Faced now with the task of arresting the disintegration of the Empire and of welding its heterogeneous elements, both territorial and cultural, into a new coherence, Constantine made it his first concern to choose and construct a new imperial capital. Where should this be? Rome was the scene of conspiracy and intrigue, while to the north and west were lands of barbarity. The East seemed the obvious choice: there was the main focus of trade; there was a need to fashion resistance against the Parthians and to check the westerly migrations from the steppes; and it was there that Christianity was rapidly gaining followers. And if the East was obvious, what better site could there be than the small town of Byzantium? Set on a triangular peninsula commanding the mouth of the Bosporus, which links the Sea of Marmara with the Black Sea and divides Europe from Asia, Byzantium seemed to meet all the requirements. The climate was cool and healthy. Along one side of the triangular peninsula was an inlet known as the Golden Horn that formed a perfect natural harbor. To the south lay the Aegean and the rich gardens of Asia Minor, source of all the earths fruits, and beyond, the flax fields of Egypt. To the east, as far as India and China, stretched the trade routes along which passed spices and ivory and porcelain and other riches, the raw materials of Byzantine cuisine and art.
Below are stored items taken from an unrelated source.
PR #5588, opened 2025-11-05
acp: ToolCallLocations and working cancellation

alexhancock:
Add more information to `ToolCallLocations` such as line numbers etc. This makes it possible to follow work goose is doing in an ACP client.

Also, make cancellation work by attaching a cancel token to the session. Right now hitting the stop button in ACP clients does nothing.

Replaces https://github.com/block/goose/pull/5583

Demo

https://github.com/user-attachments/assets/62c2504e-310b-49d2-9c56-e246a1beac8e

### DIFF
--- a/crates/goose-cli/src/commands/acp.rs
+++ b/crates/goose-cli/src/commands/acp.rs
@@ -7,10 +7,11 @@ use goose::agents::{Agent, SessionConfig};
 use goose::config::{get_all_extensions, Config};
 use goose::conversation::message::{Message, MessageContent};
 use goose::conversation::Conversation;
+use goose::mcp_utils::ToolResult;
 use goose::providers::create;
 use goose::session::session_manager::SessionType;
 use goose::session::SessionManager;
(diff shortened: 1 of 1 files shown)


crates/goose-cli/src/commands/acp.rs
```diff
@@ -33,6 +35,116 @@ struct GooseAcpAgent {
...
+            caps.get(2)?.as_str().parse::<usize>().ok()?
+        };
+        return Some((start, end));
+    }
+    None
+}
+
+/// Extract the first line number from code snippet (e.g., "123: some code")
+fn extract_first_line_number(text: &str) -> Option<usize> {
+    // Look for pattern like "123: " at the start of a line within a code block
```
michaelneale, line 140: can probably tell goose to drop the commentary, as it is just saying what is in the code (annoys me so much it does this, but I always have to tell it tp rip it out0

michaelneale (approved):
can probably rip out the un-necessary LLM comments they like to put in, but lets go!

Issue #5576, opened 2025-11-05
Excessive Database Writes from Agent Stream Messages in goose Web


blackgirlbytes:
This is based on a [Discord thread](https://discord.com/channels/1287729918100246654/1287729920319033345/1434849335933145132) - reported by a community member

 goose web is storing every message yielded by the agent's reply stream as a separate entry in the session database, resulting in excessive database writes and fragmented conversation history.

## Environment
- **Component**: goose Web Server (`goose-server`)
- **File**: `crates/goose-server/src/routes/reply.rs`
- **Endpoint**: `/reply` (streaming chat endpoint)

## Problem Description
The `/reply` endpoint processes agent responses by consuming a stream of messages from `agent.reply()`. Currently, **every message yielded by this stream is immediately added to the session database**, causing:

1. **Excessive I/O operations**: Each streamed message triggers a background database write to local storage
2. **Fragmented conversation history**: Sessions contain multiple intermediate messages instead of clean conversation turns
3. **Performance degradation**: Multiple file writes for each message in a single response

## Current Behavior
When an agent processes a request that involves tool calls, the stream yields multiple messages:
- Initial assistant response
- Tool call messages  
- Tool response messages
- Follow-up assistant responses
- Additional tool interactions (if any)

**All of these messages are currently being stored as separate database entries.**

## The contributor suggested that
Ideally, only the **final consolidated agent reply** should be stored in the session database, representing the complete response to the user's request. Intermediate tool calls and responses are part of the agent's internal reasoning process and shouldn't clutter the conversation history.

## Code Location
**File**: `crates/goose-server/src/routes/reply.rs`  
**Function**: `handler()` (the `/reply` endpoint handler)  
**Problematic section** (lines ~165-190):

## Impact
- **Performance**: Multiple unnecessary file writes to local storage per user request
- **Storage**: Inflated session files with redundant intermediate messages  
- **Resource usage**: Increased disk I/O operations on the local machine

## Reproduction Steps
1. Start Goose Web server locally
2. Send a request to `/reply` that triggers tool usage (e.g., a request requiring file operations)
3. Observe the session file - it will contain multiple message entries for a single user request
4. Check server logs - multiple "storing session history" operations will be logged

DOsinga:
FWIW I don't think it would actually reduce database operations if we fix this since we would still want to write the message fragments as they come to the DB, but yeah, it looks like we end up writing a new message for every fragment that comes in

michaelneale:
[...]

PR #5598, opened 2025-11-06
fix: write messages from session in a batch for efficiency

michaelneale:
fixes: https://github.com/block/goose/issues/5576

this will write it at once, vs message by message. I have tested this cli and desktop, and even with mobile following along reading the DB, and seemed fine (fast even?)

@DOsinga I don't know what downside of doing this is vs status quo, I don't think it is a massive saving, "felt fast" but surely there aren't that many messages coming in.

### DIFF
--- a/crates/goose/src/agents/agent.rs
+++ b/crates/goose/src/agents/agent.rs
@@ -1177,9 +1177,7 @@ impl Agent {
                     }
                 }
 
-                for msg in &messages_to_add {
-                    SessionManager::add_message(&session_config.id, msg).await?;
-                }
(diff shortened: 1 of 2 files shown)


DOsinga:
I actually don't think this is the fix for the reported issue; that was talking about how web hammers the database. if you do a web session and then open that web session in goose, you can clearly see what happens. web writes streaming messages in one by one and then agent writes the resulting message. so the fix is really simple:

https://github.com/block/goose/pull/5601

alexhancock:
#5601 has been merged. going to close this out now, but feel free to reopen if there is still something missing @michaelneale

michaelneale:
yep, not needed, and not in right area.

PR #5601, opened 2025-11-06
Avoid web double write

DOsinga:
Goose web was writing incoming messages to the session, rather than relying on the agent to do it


alexhancock (approved):

alexhancock:
`gemini-2.5-flash` failed the mcp test in this one. will get less flaky now that we have merged https://github.com/block/goose/pull/5574

merging this one

PR #5606, opened 2025-11-06
Token state not showing on load, or after message is finished.

### LINKED ISSUE #5604: (release 1.13.0) token counts are zero after first message
After the first message in a new chat, the token counts are 0.

I've verified that they do come from goosed as zero:

```
"token_state":{"inputTokens":0,"outputTokens":0,"totalTokens":0,"accumulatedInputTokens":0,"accumulatedOutputTokens":0,"accumulatedTotalTokens":0}
```

katzdave:
Two fixes:

On client side use || an issue with truthyness of 0.

On server add token_state to Finish. This ensures the last turn is always included; update_session_metrics doesn't run until after the last Message.

fixes #5604

### DIFF
--- a/crates/goose-server/src/routes/reply.rs
+++ b/crates/goose-server/src/routes/reply.rs
@@ -161,7 +161,11 @@ async fn get_token_state(session_id: &str) -> TokenState {
             accumulated_total_tokens: session.accumulated_total_tokens.unwrap_or(0),
         },
         Err(e) => {
-            tracing::warn!("Failed to fetch session token state for {}: {}", session_id, e);
+            tracing::warn!(
+                "Failed to fetch session token state for {}: {}",
+                session_id,
+                e
+            );
             TokenState {
                 input_tokens: 0,
                 output_tokens: 0,
--- a/crates/goose-server/src/routes/reply.rs
+++ b/crates/goose-server/src/routes/reply.rs
@@ -133,6 +133,7 @@ pub enum MessageEvent {
     },
     Finish {
         reason: String,
+        token_state: TokenState,
     },
     ModelChange {
         model: String,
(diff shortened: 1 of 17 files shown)


crates/goose-server/src/routes/reply.rs
```diff
@@ -149,6 +150,34 @@ pub enum MessageEvent {
...
+                e
+            );
+            TokenState {
+                input_tokens: 0,
+                output_tokens: 0,
+                total_tokens: 0,
+                accumulated_input_tokens: 0,
+                accumulated_output_tokens: 0,
+                accumulated_total_tokens: 0,
+            }
```
jamadeo: TokenState could derive Default (if it doesn't already) and this could be TokenState::default()

then this could alaso be `get_session(session_id).await.map( .. ).unwrap_or_default()`

ui/desktop/src/components/BaseChat.tsx
```diff
@@ -443,12 +443,12 @@ function BaseChatContent({
...
             setView={setView}
-            totalTokens={tokenState?.totalTokens ?? sessionTokenCount}
+            totalTokens={tokenState?.totalTokens || sessionTokenCount}
             accumulatedInputTokens={
-              tokenState?.accumulatedInputTokens ?? sessionInputTokens ?? localInputTokens
+              tokenState?.accumulatedInputTokens || sessionInputTokens || localInputTokens
             }
             accumulatedOutputTokens={
-              tokenState?.accumulatedOutputTokens ?? sessionOutputTokens ?? localOutputTokens
+              tokenState?.accumulatedOutputTokens || sessionOutputTokens || localOutputTokens
```
jamadeo, line 451: What are these three sources of token counts and do we need them all? tokenState, sessionOutputTokens, localOutputTokens

jamadeo (approved):
I'm not quite following the different client-side sources of token counts, do we have a clear idea on why they all exist?

ui/desktop/src/components/BaseChat.tsx
DOsinga: fwiw this is all gone in basecamp2

katzdave: Im not convinced sessionOutputTokens is working right; I think that's the reason we were seeing this issue. The stream seems like a reasonable place to do this (although I suspect that might be used for session load because the stream code path is not hit there). 

Also really don't know why we have token estimates in the client.

Will take a deeper pass and try to clean shop here.

crates/goose-server/src/routes/reply.rs
katzdave: Done

ui/desktop/src/components/BaseChat.tsx
jamadeo: > fwiw this is all gone in basecamp2

👍

jamadeo: If it's all going away soon, I wouldn't bother tracking it all down if this gets it working

DOsinga:
does this work in basecamp2?

jamadeo:
> does this work in basecamp2?

If I set ALPHA=true, I still see the issue with and without this PR

PR #5617, opened 2025-11-06
Run the developer mcp in a login shell

jamadeo:
I'm not sure we want to do this, but if we do, this would probably be the way

### DIFF
--- a/crates/goose-mcp/src/mcp_server_runner.rs
+++ b/crates/goose-mcp/src/mcp_server_runner.rs
@@ -3,6 +3,9 @@ use crate::{
 };
 use anyhow::{anyhow, Result};
 use rmcp::{transport::stdio, ServiceExt};
+use std::{env, os::unix::process::CommandExt, process::Command};
+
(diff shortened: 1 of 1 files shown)


michaelneale:
I think this may be worthwhile, previously, it would inherit it from the forced loading on macos, but now people may find it is missing things they expect are on their $PATH, so this would be closer to what you run if you run from cli, so principle of least surprise: I think yes? 

What is downside to this?

wpfleger96:
I just opened #5680 before I realized this draft PR was already open for this, FWIW I am definitely in favor of running a login shell bc I've found the developer extension in goose UI/desktop to be pretty limited now - it can no longer run any non system PATH command which includes `rg`, `node`/`npm`, `pip`/`uv`, `jq`, `yq`, etc. Not having `rg` in particular is tough since goose makes heavy use of it during local development and when exploring local codebases

This also breaks Presidio MCP for Block users in UI/desktop, because that MCP implementation uses `subprocess.run()` to launch `sq presidio` which similarly fails since `sq` is also installed via Homebrew

jamadeo:
done in #5774

PR #5622, opened 2025-11-07
feat: remove hints from recipe prompts

alexhancock:
Right now hints are included in the prompt for recipes. I think it makes sense for recipes to be as consistent as possible in any dir, so this change removes hints.

Anything we should consider here?


lifeizhou-ap:
> Right now hints are included in the prompt for recipes. I think it makes sense for recipes to be as consistent as possible in any dir, so this change removes hints.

To the north lay Russia and the Black Sea ports through which flowed wheat and furs, honey and gold, wax and slaves. Byzantium was easily defended, as Constantine had discovered during the war with Licinius, and he must have sensed possibilities as he chose this site and marked out its boundaries. For more than a thousand years, it was to be the focus of Western civilization.

Edifice after imperial edifice began to rise on the spacious platform, once the ancient acropolis, of the peninsula that divided the Sea of Marmara from the still waters of the Golden Horn. To the east of this platform was the Senate House; to the south was the Great Palace, a dense group of buildings stretching through gardens down to the shore; to the west lay the Forum and the vast theatre of the Hippodrome, capable of seating 40,000 people and containing works of art Constantine had rifled from the entire classical world. Northeast of the Hippodrome, on the headland most visible to ships approaching from the south, Constantine placed the Church of the Holy Wisdom, Hagia Sophia. Enlarged by his son Constantius and rebuilt in the sixth century by the emperor Justinian, it was eventually to be recognized as the crowning glory of the Empire.

Constantine also set up a huge column rising from a white marble plinth and supporting a Greek Apollo whose head was replaced by that of the Emperor encircled with the golden rays of the sun. Within the plinth were enshrined such purported relics of special veneration as a casket holding crumbs from the bread with which Christ fed the 5,000, the adze with which Noah built the ark, the alabaster box of ointment with which Mary anointed Jesus, and the crosses of the two thieves crucified with Jesus of Nazareth which the Emperors mother, Saint Helena of York, had recently brought from Jerusalem. The inscription on the plinth of Constantines column read: 0 Christ, Ruler and Master of the World, to Thee have I now consecrated this obedient City. In May of 330 A.D., the city was solemnly dedicated and the Byzantine Empire inaugurated.

For this empire, Constantine the Great laid both the temporal and spiritual foundations, and in it he fused together the political legacy of Rome, the cultural legacy of the Hellenic world, and the explosive dynamism of the Christian faith. It was to last for 1,123 years, and to be governed by no less than eighty-eight rulers in succession.